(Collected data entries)
- - -
PR #97, opened 2023-08-30
Add support for basic types

Aflynn50:
Add support for numeric, boolean and string types for use in input and output expressions. Specifically the types: `string`, `bool`, `uint`, `uint8`, `uint16`, `uint32`, `uint64`, `int`, `int8`, `int16`, `int32`, `int64`, `float32`, `float64`.

The types `complex64` and `complex128` are not supported by the `Scan` method of `database/sql` and I see no strong need to add them here. The type `byte` and `rune` are aliases for `uint8` and `int32` respectively and cannot be distinguished from the aliases using the reflect library so are not added here.

This change will allow queries such as `SELECT name AS &string FROM ...` and `SELECT id AS &int FROM ...`. Previously these queries would have required a struct or map to extract the result into.

A limitation of being able to reference primitive types in I/O expressions is that each type can only be referenced once in the inputs and once in the outputs. For example the query `SELECT name AS &string, address AS &string FROM ...` is not valid. This is because when the user calls `db.Query(...).Get(str1, str2)` there is no way for SQLair to tell which column corrosponds to which variable. To get around this one can define new types that have the same underlying type.
For example:
```go
type nameStr string
type addressStr string
stmt, err := sqlair.Prepare(
    "SELECT name AS &nameStr, address AS &addressStr FROM ...",
    (nameStr)(""),
    (addressStr)(""),
)
var name nameStr
var address addressStr
err := db.Query(ctx, stmt).Get(&name, &address)
```

This PR also includes #98 which fixes a bug in detecting duplicate types.


jameinel:
From a conceptual perspective, I don't have any problem with the awkwardness around multiple base types. And this is because you really want to be using mappings that have more meaning to them.
Put a different way, you could write a function that is `myfunc(bool, bool, bool)`, but that is usually a terrible function, because for an end user what is the difference between `myfunc(true, true, false)` and `myfunc(true, true, true)`. You almost always would rather have:
```
is_open := true
check_size := true
verbose := false
myfunc(is_open, check_size, verbose)
```

Similarly here, having a SQL statement that just returns a 'string' makes it hard to be clear that you've lined them up correctly.
```
SELECT name, address FROM people;
db.Query().Get(&name, &address)
```

With only plain string types it would be:
```
SELECT name as &string, address as &string FROM people;
```
But both of these lines work without errors:
```
db.Query().Get(&name, &address)
db.Query().Get(&address, &name)
```
So it is clearly better to have
```
type address string
type name string
...
SELECT name as &name, address as &address
```

I think it makes sense to have a fast path for "I just have 1 string value to return", but as soon as there is confusion, it is better to be clear rather than rely on position to disambiguate.

In fact, I would probably document the type aliasing with something more realistic than 'string1' and 'string2' because it is fairly likely that people might actually think they should be using those integer variants.

internal/expr/expr_test.go
```diff
@@ -307,6 +311,24 @@ AND z = @sqlair_0 -- The line with $Person.id on it
 	"[Bypass[INSERT INTO arr VALUES (ARRAY[[1,2],[] Input[HardMaths.x] Bypass[,4]], ARRAY[[5,6],[] Input[HardMaths.y] Bypass[,8]]);]]",
 	[]any{HardMaths{}},
 	"INSERT INTO arr VALUES (ARRAY[[1,2],[@sqlair_0,4]], ARRAY[[5,6],[@sqlair_1,8]]);",
+}, {
+	"all primitive types",
+	"SELECT (col1, col2, col3, col4, col5, col6, col7, col8, col9, col10, col11, col12, col13, col14) AS (&string, &bool, &uint, &uint8, &uint16, &uint32, &uint64, &int, &int8, &int16, &int32, &int64, &float32, &float64) FROM t",
```
jameinel: This test is actually one that clearly demonstrates my concern.
What is the type of `col8`, how long does it take you to figure out whether it is actually a correct statement, and that you are actually parsing the right value into the correct field.

If you even only did:
```
SELECT (col1 AS &string), (col2 AS &bool)...
```
you would have much more locality and a better understanding of whether the statement is actually correct. Put another way, can you tell that this statement is wrong:
```
"SELECT (col1, col2, col3, col4, col5, col6, col7, col8, col9, col10, col11, col12, col13, col14) AS (&string, &bool, &uint, &uint, &uint8, &uint16, &uint32, &uint64, &int, &int8, &int16, &int32, &int64, &float32, &float64) FROM t"
```

internal/expr/expr_test.go
```diff
@@ -510,6 +536,54 @@ func (s *ExprSuite) TestPrepareErrors(c *C) {
...
+		prepareArgs: []any{},
+		err:         `cannot prepare expression: explicit columns required for primitive type e.g. "col AS &string"`,
+	}, {
+		query:       "SELECT &string.* FROM t",
+		prepareArgs: []any{},
+		err:         `cannot prepare expression: explicit columns required for primitive type e.g. "col AS &string"`,
+	}, {
+		query:       "SELECT &string.name FROM t",
+		prepareArgs: []any{},
+		err:         `cannot prepare expression: explicit columns required for primitive type e.g. "col AS &string"`,
```
jameinel: I think for this case you actually wanted to test:
```"SELECT name AS &string.name```
Because you are already testing 'explicit columns' elsewhere, but you aren't testing member of a primitive type as a target. Probably the `&string.*` is also not quite right.

File: internal/expr/expr_test.go [hunk 3]
```diff
@@ -618,6 +692,11 @@ func (s *ExprSuite) TestValidQuery(c *C) {
 		[]any{Person{}, StringMap{}},
 		[]any{Person{ID: 666}, StringMap{"street": "Highway to Hell"}},
 		[]any{sql.Named("sqlair_0", "Highway to Hell"), sql.Named("sqlair_1", 666)},
+	}, {
+		"SELECT foo FROM t WHERE x = $string, y = $int",
+		[]any{0, ""},
+		[]any{"arg1", 2},
+		[]any{sql.Named("sqlair_0", "arg1"), sql.Named("sqlair_1", 2)},
```
jameinel, line 723: Should you be allowed to use `Named("sqlair_0", ...)` ?
That feels (to me) like it goes against the whole point of Named. Named is that you are mapping the human name present in the SQL that was supplied to an input parameter. But this suddenly changes it that "positional args also have names".
Especially what does it mean if you did:
```[]any{sql.Named("myparam", "arg1"), sql.Named("sqlair_0", 2)}```
How do you know what parameter `sqlair_0` is if it is positional, or named, or?

File: internal/expr/prepare.go [hunk 4]
```diff
@@ -113,17 +124,27 @@ func prepareOutput(ti typeNameToInfo, p *outputPart) ([]fullName, []typeMember,
 		}
 		return info, nil
 	}
-
-	addColumns := func(info typeInfo, tag string, column fullName) error {
+	addColumns := func(info typeInfo, member string, column fullName) error {
 		var tm typeMember
 		switch info := info.(type) {
```
jameinel: I'm not a big fan of switch ...(type), vs using interfaces that have defined interactions.
eg:
```
type TypeMember interface {
  TypeMember(member string) (Res, error)
}

func (simpleType) TypeMember(member string) {
  if member != "" {
    return nil, fmt.Errorf(`cannot specify member of primitive type...')
  }
  return simpleType{...}, nil
}
```

That makes it far easier to extend your functionality in the future, because you can implement the interfaces, without having to change the hard coded switch statements everywhere.

jameinel (commented):
I realize I'm coming into this a bit late, so I don't want my opinions to overwhelm things, but I do feel there are a couple parts that seem a bit awkward.

internal/expr/expr_test.go
Aflynn50: That's very fair, I had written this in the less readable form to make the test more concise. You make a very good point that people will use these tests to get a feel for how to use the new constructs. I have changed it to the other form.

internal/expr/expr_test.go
Aflynn50: True, I've added the intended test as well.

internal/expr/expr_test.go
Aflynn50: So this tests the generated arguments that are designed to be passed to the function. It is part of the public api of the `expr` package but the results of this function are not exposed at all by the `sqlair` package, they are passed directly to the database.

Using named parameters in the way you suggest above is not at all supported by SQLair. The line you refer to above is the expected output of this function, it only ever generates arguments with the prefix "_sqlair_".

internal/expr/prepare.go
Aflynn50: Very good point, I've refactored as suggested.

internal/expr/expr_test.go
```diff
@@ -307,6 +311,24 @@ AND z = @sqlair_0 -- The line with $Person.id on it
...
+	"[Bypass[SELECT (] Output[[stringCol] [string]] Bypass[), (] Output[[boolCol] [bool]] Bypass[), (] Output[[uintCol] [uint]] Bypass[), (] Output[[uint8Col] [uint8]] Bypass[), (] Output[[uint16Col] [uint16]] Bypass[), (] Output[[uint32Col] [uint32]] Bypass[), (] Output[[uint64Col] [uint64]] Bypass[), (] Output[[intCol] [int]] Bypass[), (] Output[[int8Col] [int8]] Bypass[), (] Output[[int16Col] [int16]] Bypass[), (] Output[[int32Col] [int32]] Bypass[), (] Output[[int64Col] [int64]] Bypass[), (] Output[[float32Col] [float32]] Bypass[), (] Output[[float64Col] [float64]] Bypass[) FROM t]]",
+	[]any{},
+	"SELECT (stringCol AS _sqlair_0), (boolCol AS _sqlair_1), (uintCol AS _sqlair_2), (uint8Col AS _sqlair_3), (uint16Col AS _sqlair_4), (uint32Col AS _sqlair_5), (uint64Col AS _sqlair_6), (intCol AS _sqlair_7), (int8Col AS _sqlair_8), (int16Col AS _sqlair_9), (int32Col AS _sqlair_10), (int64Col AS _sqlair_11), (float32Col AS _sqlair_12), (float64Col AS _sqlair_13) FROM t",
+}, {
+	"custom primitive types",
+	"SELECT name AS &nameStr, address AS &addressStr, id AS &idInt FROM t WHERE name = $nameStr AND address = $addressStr AND id = $idInt",
```
jameinel, line 322: Interesting that you can have nameStr as both an input and an output.

Aflynn50: Yea, the same applies to the builtin types. It may make it a little harder to read but it is hopefully convenient enough to negate that.

internal/expr/expr_test.go
```diff
@@ -442,6 +464,10 @@ func (s *ExprSuite) TestPrepareErrors(c *C) {
 		query:       "SELECT (&Person.*, &Person.*) FROM t",
 		prepareArgs: []any{Address{}, Person{}},
 		err:         `cannot prepare expression: member "address_id" of type "Person" appears more than once`,
+	}, {
+		query:       "SELECT (&M.id, &M.id) FROM t",
+		prepareArgs: []any{sqlair.M{}},
+		err:         `cannot prepare expression: member "id" of type "M" appears more than once`,
```
letFunny: Is the intention here to disallow select with two columns of the same name? It seems that it is supported by the dbs at least, see https://www.db-fiddle.com/f/u237xG4h57xXiRRuJTQmeW/1.

internal/expr/parser.go
```diff
@@ -401,7 +401,7 @@ func (p *Parser) parseGoFullName() (fullName, bool, error) {
 
 	if id, ok := p.parseIdentifier(); ok {
 		if !p.skipByte('.') {
-			return fullName{}, false, fmt.Errorf("column %d: unqualified type, expected %s.* or %s.<db tag>", p.pos, id, id)
+			return fullName{prefix: id}, true, nil
```
letFunny: Should we update the comment above the function to reflect the fact that we are no longer parsing `&TypeName.col_name` but now we also allow `&TypeName`. If you update it, maybe we should clarify that this function does not parse the `&` or the `$` but the identifier that follows.

internal/expr/typeinfo.go
```diff
@@ -9,17 +9,31 @@ import (
 	"sync"
 )
 
+// typeMember should be implemented without pointer recivers as it is used as a
```
letFunny: Minor nitpick, the spelling here for "receivers"

internal/expr/expr_test.go
Aflynn50: This is actually added as part of the [bugfix here](https://github.com/canonical/sqlair/pull/98) which is included in this PR. We throw an error here because even though its perfectly possible to select the same column twice, here it being read into the same place twice. This would have no effect so is almost certainly a mistake, hence the error.

internal/expr/parser.go
Aflynn50: Fixed the comment.

internal/expr/typeinfo.go
Aflynn50: Good spot!

doc.go
```diff
@@ -1,8 +1,11 @@
 /*
-SQLair is a convenience layer for SQL databases that embeds Go structs and maps directly into SQL queries.
+SQLair is a convenience layer for SQL databases that embeds Go types directly into SQL queries.
 
-The SQL syntax is expanded with SQLair input and output expressions which indicate the parts of the query that correspond to Go structs or maps.
-This allows the user to specify the Go structs/maps they want in the SQL query itself whilst allowing the full power of SQL to be utilised.
+The SQL syntax is expanded with SQLair input and output expressions which indicate the parts of the query that correspond to Go types.
+This allows the user to specify the Go types they want in the SQL query itself whilst allowing the full power of SQL to be utilised.
+The Go types in the input and output expressions can be structs, maps or primitive types.
+SQLair is designed around for use with the struct type.
```
letFunny: I don't understand this sentence, are we saying struct types are more special?

doc.go
```diff
@@ -1,8 +1,11 @@
...
+Struct fields are tagged with column names allowing query results to be read directly into them.
```
letFunny: Should we remove this from the general introduction? I think it makes more sense to talk about it when we are present structs later where we already say:
> Note that in the SQLair `db` tags (i.e. the column names) appear in the input/output expressions, not the field names.

doc.go
```diff
@@ -39,27 +42,32 @@ SQLair input expressions take the format:
...
-    - This form cannot be used with maps.
+    - This form cannot be used with maps or primitive types.
 
  3. table.* AS &Type.*
     - Does the same as 2 but prepends all columns with the table name.
 
  4. (t1.col_name1, t2.col_name2) AS &Type.*
     - Fetches and sets only the specified columns (the table is optional).
     - If Type is a map they will be stored at "col_name1" and "col_name2".
+	- This form cannot be used with primitive types.
```
letFunny: Spacing is inconsistent with previous options.

doc.go
```diff
@@ -39,27 +42,32 @@ SQLair input expressions take the format:
...
 
  5. (col_name1, col_name2) AS (&Type.other_col1, &Type.other_col2)
     - Fetches the columns from the database and stores them at other_col1 and other_col2 in Type.
+	- If Type is a primitive type then the "other_col" is dropped e.g. "(col_name AS &string)".
```
letFunny: Spacing is inconsistent with previous options.

internal/expr/expr_test.go
```diff
@@ -391,26 +410,21 @@ comment */ WHERE x = $Address.&d`,
...
 		query: `SELECT (name, id) AS (&Person.name, /* multiline
 comment */
 
 &Person.id`,
 		err: `cannot parse expression: line 1, column 22: missing closing parentheses`,
-	}, {
-		query: `SELECT (name, id) WHERE name = 'multiline
-string
-of three lines' AND id = $Person.*`,
-		err: `cannot parse expression: line 3, column 26: asterisk not allowed in input expression "$Person.*"`,
```
letFunny: Can we keep this test? It is really testing the multiline string of three lines for the line + column reporting. You can just change it to any other error and maybe include a comment in the code saying what this is really testing.

internal/expr/expr_test.go
```diff
@@ -537,6 +555,54 @@ func (s *ExprSuite) TestPrepareErrors(c *C) {
 		query:       "SELECT &NoTags.* FROM t",
 		prepareArgs: []any{NoTags{}},
 		err:         `cannot prepare statement: output expression: no "db" tags found in struct "NoTags": &NoTags.*`,
+	}, {
+		query:       "SELECT &Person FROM t",
+		prepareArgs: []any{Person{}},
+		err:         `cannot prepare statement: output expression: type "Person" missing struct db tag: &Person`,
```
letFunny: As we discussed offline, can we reword this error to:
```
unqualified type "Person" must be a primitive type
```

internal/expr/expr_test.go
```diff
@@ -537,6 +555,54 @@ func (s *ExprSuite) TestPrepareErrors(c *C) {
...
+	}, {
+		query:       "SELECT (*) AS (&Person) FROM t",
+		prepareArgs: []any{Person{}},
+		err:         `cannot prepare statement: output expression: type "Person" missing struct db tag: (*) AS (&Person)`,
```
letFunny: Ditto

internal/expr/expr_test.go
```diff
@@ -537,6 +555,54 @@ func (s *ExprSuite) TestPrepareErrors(c *C) {
...
+	}, {
+		query:       "SELECT foo FROM t WHERE x = $Person",
+		prepareArgs: []any{Person{}},
+		err:         `cannot prepare statement: input expression: type "Person" missing struct db tag: $Person`,
```
letFunny: Ditto.

letFunny (commented):
A couple of things we discussed during the Sprint.

internal/expr/expr_test.go
```diff
@@ -307,6 +311,24 @@ AND z = @sqlair_0 -- The line with $Person.id on it
...
+	"custom primitive types",
+	"SELECT name AS &nameStr, address AS &addressStr, id AS &idInt FROM t WHERE name = $nameStr AND address = $addressStr AND id = $idInt",
+	"[Bypass[SELECT ] Output[[name] [nameStr]] Bypass[, ] Output[[address] [addressStr]] Bypass[, ] Output[[id] [idInt]] Bypass[ FROM t WHERE name = ] Input[nameStr] Bypass[ AND address = ] Input[addressStr] Bypass[ AND id = ] Input[idInt]]",
+	[]any{(idInt)(0), (addressStr)(""), (nameStr)("")},
+	"SELECT name AS _sqlair_0, address AS _sqlair_1, id AS _sqlair_2 FROM t WHERE name = @sqlair_0 AND address = @sqlair_1 AND id = @sqlair_2",
+}, {
+	"primitive types passed to prepare unnecessarily",
+	"SELECT id AS &int64, id AS &uint16 FROM t",
+	"[Bypass[SELECT ] Output[[id] [int64]] Bypass[, ] Output[[id] [uint16]] Bypass[ FROM t]]",
+	[]any{int64(0), uint16(0)},
```
letFunny, line 330: I am now wondering if this should be an error. It makes sense that both, passing the types to Prepare, and omitting them work, but at the same time one of the project ethos seems to be to have only one way of doing things. What do you think?

internal/expr/expr_test.go
```diff
@@ -512,23 +530,23 @@ func (s *ExprSuite) TestPrepareErrors(c *C) {
 	}, {
 		query:       "SELECT * AS &Person.* FROM t",
 		prepareArgs: []any{[]any{Person{}}},
-		err:         `cannot prepare statement: need struct or map, got slice`,
+		err:         `cannot prepare statement: need struct, map, or primitive type, got slice`,
```
letFunny: I think Gustavo suggested in another PR to change the errors to be:
```
need valid type: got ...
```
and I agree with him now that we are adding slices and primitive types.

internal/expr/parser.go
- - -
Repeat exactly the lines from the first line of the records above through the line containing "This change will", both included, and nothing else.

Output for this task ::
PR #97, opened 2023-08-30
Add support for basic types

Aflynn50:
Add support for numeric, boolean and string types for use in input and output expressions. Specifically the types: `string`, `bool`, `uint`, `uint8`, `uint16`, `uint32`, `uint64`, `int`, `int8`, `int16`, `int32`, `int64`, `float32`, `float64`.

The types `complex64` and `complex128` are not supported by the `Scan` method of `database/sql` and I see no strong need to add them here. The type `byte` and `rune` are aliases for `uint8` and `int32` respectively and cannot be distinguished from the aliases using the reflect library so are not added here.

This change will allow queries such as `SELECT name AS &string FROM ...` and `SELECT id AS &int FROM ...`. Previously these queries would have required a struct or map to extract the result into.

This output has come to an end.